# Deep well hand pumps



## islandraider

Hi all. I want to add a hand pump to my well setup. We live in a on an island in a pretty remote area. Power outages are not frequent, but can last a week or two. I also would like a long-term solution if the juice is shut off. Our well: 75' to static water and well is about 180' total. We have an electric submersible that works fine when the electricity is working. Based on my initial research, it seems that there are about 4 options:

Simple pump: http://www.simplepump.com/. Price would be around $1800.
Bison pump: http://www.bisonpumps.com/. Price would likely still be around $1800
Flojak pump: http://flojak.com/flojak-store/stain...-well-pump-kit. Price would be around $900
Solar Power Systems pump: http://www.protectmypower.com/hand-water-pump.html. Price would be around $800.

So far it has been very difficult to get unbiased reviews of these products. I was hoping some folks here might be able to provide some information to help me evaluate the quality of the different hand pump options for my relatively deep well. I would like something that is not going to need a lot of maintenance and is going to work for many years. Any comments, information or help is much appreciated.

Thank you!!
IR


----------



## Well_Driller

I would say go with the bison pump. The only thing i'm not so sure about with the simple pumps are the fiberglass pump rods they use. Bison uses stainless steel which I prefer to use for pump rods in hand pumps. Most of the pumps we install are the baker monitor pumps but I have installed an all stainless steel pump head that is very similar to the bison pump head. Basically the same thing but made locally. Be sure to get a few extra sets of pump leathers. They can also be made easy enough with basic tools if you have leather available. They are not cheap but they are built to last. You can't put a price on water. I have people that spend way more on electric pumping systems and they don't think twice about it, yet when it comes to a good hand pump they want to go cheap on it.


----------



## dahur

I just ran across this site:
http://www.protectmypower.com/hand-water-pump.html

I'm pretty interested as I've been wanting to do this for quite a while.
This simple hand pump is all stainless, including stainless connecting rods, not fiberglass like in the other one. The price is half what Simple hand Pump sells theirs for.
They advertise not having seals that wear out.

I don't think they have a solar option for the pump like "Simple Hand Pump" does. I sent a e-mail to ask them about this.
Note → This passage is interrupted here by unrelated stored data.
PR #4194, opened 2026-09-16
fix(ci): rename duplicate Build check names

yonatangross:
Closes #4177.

## What changes

Three workflows each had a job display name of exactly `Build`, and branch
protection requires the context `Build` by name. GitHub matches required
contexts by name alone, so whichever workflow reported a green `Build` last
satisfied the gate, and a failing build could hide behind another workflow's
passing one.

This PR renames the two duplicate jobs and keeps job ids untouched, so every
`needs:` reference still resolves:

- `.github/workflows/ci.yml`, job `build-plugins`: `Build` becomes `Build (CI)`
- `.github/workflows/plugin-validation.yml`, job `build`: `Build` becomes `Build (Plugin Validation)`
- `.github/workflows/build.yml`, job `build`: keeps `Build`

Measured on origin/main before the change (M1): exactly 3 jobs named `Build`,
at `build.yml:21` (job `build`), `ci.yml:30` (job `build-plugins`),
`plugin-validation.yml:26` (job `build`). After the change exactly 1 remains.

## Consumers of the check name Build (M2)

No consumer needs updating in this PR:

- `mods/promote-lights` reads the required contexts list at runtime from the
  GitHub API and matches check runs by name generically; its `src/` has no
  hardcoded `Build`, only test fixtures, which stay valid because build.yml
  keeps the `Build` context.
- `tests/run-all-tests.sh:290` (`run_dir "Build" "build"`) is a local test
  directory label, not a check name.
- `scripts/generate-docs-data.js:1065` and the generated docs-site data use
  `Build` as a task-type label, unrelated to checks.
- Remaining hits (lab manifest descriptions, changelog) are historical prose.

## Required contexts and interim gating (M3, M4)

`gh api repos/yonatangross/orchestkit/branches/main/protection/required_status_checks`
lists 18 contexts, including `Build`, `CI Summary`, and `Validation Summary`.

Both aggregators cover the renamed jobs in the interim, and both are required
contexts:

- **CI Summary** needs `build-plugins` directly (ci.yml) and its blocking loop
  exits 1 on that job's `failure` or `cancelled`.
- **Validation Summary** does not need `build` directly. It still fails when
  the build fails: every downstream job needs `build` without
  `if: always()`, so a failed build skips them, and the summary's strict
  non-success check then exits 1.

Admin follow-up after merge, not in this PR: add `Build (CI)` and
`Build (Plugin Validation)` to the required contexts. Until then the required
`Build` resolves to build.yml alone, and the renamed jobs stay gated through
[...]

PR #4195, opened 2026-09-16
test(ci): check release extra-files paths against ALLOWED (#4176)

### LINKED ISSUE #4176: Nothing enforces that release-please extra-files are covered by the rebuild guard ALLOWED list
Split out of #4173, and this is the root cause behind it.

Two lists have to agree and nothing makes them:

- `.release-please-config.json` `extra-files`: every path release-please stamps the version into on the release branch.
- `.github/workflows/release-please.yml` `ALLOWED` (around line 318): the paths the rebuild guard tolerates differing from main.

Any path in the first that is absent from the second permanently blocks every release, because the guard refuses to build and the hook-bundle check then fails. That is exactly what `.devin-plugin/plugin.json` did (#4173). The person who added it to `extra-files` had no reason to know a regex in a workflow file also needed updating.

Suggested: a test that parses `extra-files` out of `.release-please-config.json`, parses the `ALLOWED` alternation out of `release-please.yml`, and asserts every extra-file path matches. It fails at the commit that introduces the drift rather than at the next release.

Worth noting the failure is silent and delayed: nothing goes red when the config is edited, only when the next release PR is cut, by which time the change is far behind you. Refs #4173.

yonatangross:
Closes #4176.

## What changes

One test, `tests/ci/test-release-extra-files-allowed.sh`, in the `tests/ci`
suite that ci.yml already runs on every PR. The release-please build step
refuses to execute a release branch whose diff from main touches any path
outside the `ALLOWED` regex in `.github/workflows/release-please.yml`
(#4173). The `extra-files` list in `.release-please-config.json` is what
puts version-stamped paths on that branch, so one entry ALLOWED does not
cover blocks every release, and nothing checked the two files against each
other.

The test:

- parses the unique extra-files paths from the config JSON (17 today) and
  asserts the list is non-empty;
- finds the `ALLOWED='...'` assignment in release-please.yml by its text,
  not by line number, and asserts exactly one exists (a later PR may move
  the step into its own job);
- compiles it with `grep -E`, the same engine the workflow step uses, and
  asserts it compiled;
- asserts every path matches; the failure message names the missing path
  and both files.

Measured before this change, all 17 paths match ALLOWED on main, so the
test must be proven able to fail. Three mutation proofs, each reverted
with `git checkout -- <file>`:

- M-a: drop the `.devin-plugin` alternative from ALLOWED -> 19 passed,
  1 failed, naming `.devin-plugin/plugin.json`
- M-b: add fake extra-files path `docs/fake-mutation-path.md` -> 20 passed,
  1 failed, naming it
- M-c: rename `ALLOWED=` to `ALLOWED2=` -> 1 passed, 2 failed on the
  exactly-one assertion

Restored: passes (tests/ci suite: 16 tests, 16 passed, 0 failed). No
workflow or config file changes.

## Interactive Playground

Page: `docs/ci--extra-files-allowed-coverage/index.html`. A small static
page with the measurement (17 unique paths, all match), the three mutation
proofs, and a live rerun of the same check against today's ALLOWED value.
Fragment: `docs/site/lab-manifest/extra-files-allowed-coverage.json`
(192 lab entries, generator check mode passes).


yonatangross:
LAND read 2026-09-16 at 5137e0c8ff3fe708692f63c08a1541fc48ed327f

Verdict: **LAND**. The test reads the live config and the live workflow regex, bites on the shapes it claims, and runs under a required job.

## Head

`5137e0c8` merges main `4c2a340c` (#4194) into `9a732ae6`, the commit I read first. Against main the diff is still the same 4 paths (the test, the playground page, its public copy, the lab fragment), and all 4 are byte-identical to `9a732ae6`.

## The test reads the real files (the #4169 lesson)

`tests/ci/test-release-extra-files-allowed.sh` parses `.release-please-config.json` with python and finds `ALLOWED='...'` in `.github/workflows/release-please.yml` by its text. There is no inline copy of either. Its matching is the workflow's: the step computes `OUTSIDE=$(git diff --name-only ... | grep -Ev "$ALLOWED")`, and the test asks `grep -E "$ALLOWED" -q` per path with the same engine and the `^`-anchored regex.

Run at the merged head: `Results: 20 passed, 0 failed` (17 unique paths out of 19 extra-files entries).

Mutants on a fresh extract, each applied once:

```
drop \.devin-plugin from ALLOWED            KILLED  names '.devin-plugin/plugin.json'
add a dict extra-files path outside ALLOWED  KILLED  names 'zz-not-allowed/x.json'
second ALLOWED= assignment                   KILLED  "found 2"
broken regex (unbalanced paren)              KILLED  "did not compile under grep -E (rc=2)"
add a PLAIN STRING extra-files entry         SURVIVED
```

## Runs under a required job

`scripts/ci/run-tests.sh tests/ci --verbose` (ci.yml:999) belongs to job `manifest-schema-tests`, **Manifests & Schemas**, a required context. The runner discovers `test-*.sh` with `find`, so the new file is picked up with no roster edit. A local run of that runner lists it. Four other `tests/ci` scripts fail locally on an archive extract (not a git checkout), and the same four fail identically on main's tip, so that comes from my environment and is unrelated to this PR.

## Checks

20 of 20 required names are success at `5137e0c8`, including `Build (CI)` and `Build (Plugin Validation)` (main's list since #4194). 47 check runs: 0 with a foreign head_sha, 0 non-success, 0 still running. `Mods` success.

## Hygiene

0 em or en dashes and 0 spaced double hyphens in added lines and the commit message. The PR body's one hit is inside a quoted `git checkout` command, where the double hyphen is the path separator, not prose. 0 Co-Authored-By lines, 0 emails, 0 private-name hits.

## P2, not blocking

`extract_paths` keeps only dict entries (`isinstance(e, dict) and "path" in e`), but release-please also accepts a bare string path in `extra-files`. Today all 19 entries are dicts, so nothing is missed now. A future `"extra-files": ["some/path.json"]` outside ALLOWED would pass this test silently, which is the exact class it guards. One-line fix: `e if isinstance(e, str) else e.get("path")`.

LAND 4195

The example they have to charge your home pressure tank, is to hand fill a storage tank. Then use a 12v DC motor like used in a motor home to charge the system pressure tank. They say this part of it can easily be solarized.
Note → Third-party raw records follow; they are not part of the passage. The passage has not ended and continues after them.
PR #4196, opened 2026-09-16
ci: fail Mods job when a mod lacks a package.json

### LINKED ISSUE #4182: Mods CI job fails open: a mod with no package.json skips typecheck and tests without affecting status
## Summary

The Mods CI job skips typecheck and tests for any mod without a `package.json`, and does so without affecting the job status. A mod that ships test files but no `package.json` passes the gate having run zero of them.

## The code

`.github/workflows/ci.yml`, "Validate, typecheck and test every mod":

```sh
claude plugin validate "$dir" || status=1
if [ -f "$dir/package.json" ]; then
  npm ci --prefix "$dir" --no-audit --no-fund || status=1
  (cd "$dir" && npx tsc --noEmit) || status=1
  (cd "$dir" && npx vitest run)  || status=1
else
  echo "no package.json, skipping typecheck and tests"
fi
```

The `else` branch leaves `status` untouched, so the job reports success. `claude plugin validate` still runs, so structural problems are caught, but nothing type-checks and nothing executes.

To be clear about what is NOT wrong here, since I checked before filing: the job does end with `exit "$status"`, so a real validation failure does fail the job. This is specifically about the skip path.

## Why it matters now

`mods/promote-lights` (#4165) has three test files and no `package.json`. Under this gate its tests would never run, and the PR would go green on a mod whose tests have never executed in CI. That mod is a CI status monitor whose central function is deciding whether a set of checks is passing, so untested is a poor state for it to ship in.

The message is also easy to miss: it is a plain `echo` inside a `::group::`, so on a green run it is collapsed and reads as routine.

## Fix, either direction

1. **Require the manifest.** Treat a missing `package.json` in `mods/*/` as a failure: `echo "::error::mod $name has no package.json"; status=1`. Simple, and makes the contract explicit.
2. **Make the skip loud and deliberate.** Keep it passing only when the mod declares it has no test surface (an explicit marker file or a field in the plugin manifest), and fail otherwise. More flexible, more machinery.

Option 1 matches how the rest of this gate behaves, and every mod that wants tests needs a `package.json` anyway.

## Related

Same family as #4180 (preflight blind to non-ASCII paths, fails open) and #4177 (three workflows sharing the check-run name `Build`, so a failure can be masked). All three are gates that report success in a state they were built to catch. Worth treating as one theme rather than three tickets.

The Mods job is also currently advisory rather than in the required contexts, so promoting it after a run or two is a separate follow-up.

Found by reviewer-plugins-12 during the #4169 review; code path re-read and confirmed here before filing. Refs #4169, #4165.

yonatangross:
Closes #4182.

## What changes

The Mods job in `ci.yml`, step "Validate, typecheck and test every mod",
takes the if branch only when a mod has a `package.json`. The else branch
used to just echo and move on: a mod with no package.json got zero
typecheck and zero tests, and the job stayed green. The else branch now
emits an error annotation naming the mod and sets `status=1`, so the step
fails:

    echo "::error::mod $name has no package.json; every mod must declare its typecheck and test surface (#4182)"
    status=1

Nothing else in the workflow changes: one replaced line, two inserted
lines.

## Measurement (origin/main, before the change)

| mod | package.json | test files |
|---|---|---|
| lesson-cards | yes | 3 |
| promote-lights | yes | 3 |
| secrets-veil | yes | 3 |

All three mods declare their surface, so the new error branch fires only
on a future mod that forgets it, never on the current tree.

## Verification

The step's run block was extracted verbatim and run from fixture trees
under `.lane-cache` (not committed) with exit-0 shims for claude, npm and
npx:

- fixture A (copy of mods/ as is): rc=0
- fixture B (promote-lights package.json removed): rc=1, and the output
  carries `::error::mod promote-lights has no package.json; every mod
  must declare its typecheck and test surface (#4182)`
- mutation (old else branch restored in a scratch copy, fixture B): rc=0

The modified `ci.yml` still parses as YAML (rc=0) and
`node docs/site/scripts/lab-manifest.mjs --check` exits 0 with 192
fragments.

CI-only change: one step's else branch in one workflow. No skill, agent,
hook or plugin bytes move.

## Interactive Playground

Page: `docs/ci--mods-require-package-json/index.html`. A small static
page with the before and after of the else branch, the measurement table,
and the three fixture cases. Fragment:
`docs/site/lab-manifest/mods-require-package-json.json` (192 lab
entries, generator check mode passes).


yonatangross:
LAND read 2026-09-16 at 1b02bdfb4a28afae9b4978ef382be4e3706b2335

Verdict: **LAND**. The Mods step now fails when a mod has no `package.json`, measured by running the real step body.

## Head

`1b02bdfb` merges main `4c2a340c` (#4194) into `a02a9d33`. Against main: `ci.yml` +2 -1, plus the playground page, its public copy and the lab fragment.

## The change runs on the real mods list

The step `Validate, typecheck and test every mod` loops `for dir in mods/*/`, so the list is the directories on disk, not an inline copy. The old `else` branch only echoed. It now prints `::error::mod $name has no package.json; ...` and sets `status=1`, and the step ends with `exit "$status"`. At this head all three mods (`lesson-cards`, `promote-lights`, `secrets-veil`) have a `package.json`.

## Measured, not read

I extracted the step's `run:` block from `ci.yml` at this head and at main, and ran it under `bash -e` against an extracted `mods/` tree with exit-0 shims for `claude`, `npm` and `npx`:

```
head step, real mods tree                  rc=0  0 errors
head step, promote-lights package.json off rc=1  ::error::mod promote-lights has no package.json
main step, same broken tree                rc=0  0 errors   (the false green)
head step, a new mod dir with no package   rc=1  ::error::mod zz-empty-mod has no package.json
```

The workflow change carries no secret-variable names and no `secrets.` references.

## Checks

20 of 20 required names are success at `1b02bdfb`, including `Build (CI)` and `Build (Plugin Validation)` (main's list since #4194). 51 check runs: 0 with a foreign head_sha, 0 non-success, 0 still running. `Mods` success.

## Hygiene

0 em or en dashes and 0 spaced double hyphens in added lines, the commit messages and the PR body. 0 Co-Authored-By lines, 0 emails, 0 private-name hits.

## P2, not blocking

`Mods` is not one of main's 20 required contexts, and neither CI Summary's nor Validation Summary's `needs` include it. The job now goes red on a mod without a `package.json`, but that red does not block a merge on its own. If #4182's intent is a gate rather than a signal, `Mods` needs adding to the required list (admin, after merge).

LAND 4196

I think this is the best deal for hand pumping from deep wells I've seen so far unless I'm missing something.


----------



## LincTex

dahur said:


> I just ran across this site:
> http://www.protectmypower.com/hand-water-pump.html


It would be really easy to adapt a right-angle worm gear "RV slide out motor" to run this pump if you get tired of pumping by hand.












dahur said:


> The example they have to charge your home pressure tank, is to hand fill a storage tank. Then use a 12v DC motor like used in a motor home.


I agree, keep the systems separate. Get the water to the surface first, pressurize it later.


----------



## dahur

LincTex said:


> It would be really easy to adapt a right-angle worm gear "RV slide out motor" to run this pump if you get tired of pumping by hand.
> 
> 
> 
> 
> 
> 
> 
> 
> 
> 
> I agree, keep the systems separate. Get the water to the surface first, pressurize it later.


Yeah, I'll have to research that. Right now I'm checking out prices of poly water tanks. Found a doorway one that's 400 [email protected] Plastc-Mart.com


----------



## Kenny78

Hey lifted, I like the idea but are those motors rated for continuous use? If not, I doubt it would last. However, if you find a motor with that rating( or this one) I would be interested. That and a Properly designed scotch yoke and your set. The idea is similar to simple pumps Ada pump. Another idea is antique pump heads and rebuilt or new cylinders. It is the approach I am pursuing.


----------



## LincTex

It is just a concept idea, a person could come up with something on their own.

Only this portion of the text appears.